The words "good out of evil to create" are probably to be taken


not literally, but as explained by what immediately follows
them. At the end of the creation, which especially represents
the replacement of evil by good through the substitution of
man for the fallen angels, the angelic song repeats the thought :
Who seeks
To lessen
thee, against his purpose serves
To manifest the more thy might: his evil
Thou usest, and from thence creat'st more good.22

This is well realized by Satan, who, when seeking for man in the
garden, soliloquizes on him as
son of despite
Whom us the more to spite his Maker raised
From dust.23

And Satan knows also the self-destructiveness of evil:

Revenge, at first though sweet,


Bitter ere long back on itself recoiles.24

Yet to know this does not shake his determination to have


revenge.

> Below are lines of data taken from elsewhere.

PR #624, opened 2015-10-28
Update RO_FASA_Atlas.cfg

ctiberious:
Added composite model for Atlas G/H/I first stage tank.  I noticed that there is a reference to a "FASAAtlasH" already in RP-0 even though no corresponding tank exists in RO so I've re-used that name for this new part.  The resulting part has the same basic fuel capacity as the Atlas SLV-3A with a height (when LR-105 engine is attached) of 23.5m.

### DIFF
--- a/GameData/RealismOverhaul/RO_SuggestedMods/FASA/RO_FASA_Atlas.cfg
+++ b/GameData/RealismOverhaul/RO_SuggestedMods/FASA/RO_FASA_Atlas.cfg
@@ -268,6 +268,48 @@
 		}
 	}
 }
++PART[FASAMercuryAtlasLFTLong]:AFTER[RealismOverhaul]
+{
+	@name = FASAAtlasH
+	@MODEL,0
+	{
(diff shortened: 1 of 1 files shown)


stratochief66:
The mass of this tank appears just a little wonky (a bit off from some of the bnumz source data I looked at), I would suggest looking at bnumz source data and perhaps see if you find good data reasons to tweak this mass a bit sometime.

http://www.b14643.de/Spacerockets_2/United_States_4/Atlas/Description/Frame.htm

@ctiberious

ctiberious:
I think the issue probably lays in the fact that currently the engine weights aren't being changed.  I'm still researching the weights of the different LR105 and LR89 engines.  Once I have those, I'll do another pass over all the Atlas tanks so their their wet/dry mass goes along with the specific engine they were most used with.

btw, the link you mentioned.  I don't think I see any mass data although the page is all in German which I don't speak or read. :)

stratochief66:
@ctiberious On the point of bnumz, try the Google Auto-Translate page function, it works perfectly for that site because it doesn't have to parse sentences or grammar :)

After Satan's success, Sin and Death follow him to the
world. As they draw toward it the Almighty, beholding them,
speaks among the angels:
See with what heat these dogs of hell advance
To waste and havoc yonder world, which I
So fair and good created, and had still

Kept in that state, had not the folly of man


Let in these wasteful furies, who impute
Folly to me (so doth the prince of hell
And his adherents) that with so much ease
I suffer them to enter and possess
A place so heavenly, and conniving seem
To gratify my scornful enemies,
That laugh, as if, transported with some fit
Of passion, I to them had quitted all,
At random yielded up to their misrule;
And know not that I called and drew them thither
My hell-hounds, to lick up the draff and filth
Which man's polluting sin with taint hath shed
On what was pure.25
22P. L.
7.613-17.
23P. L.
9.178-8.
24P.L. 9.171-2.
25P. L. 10.616-32.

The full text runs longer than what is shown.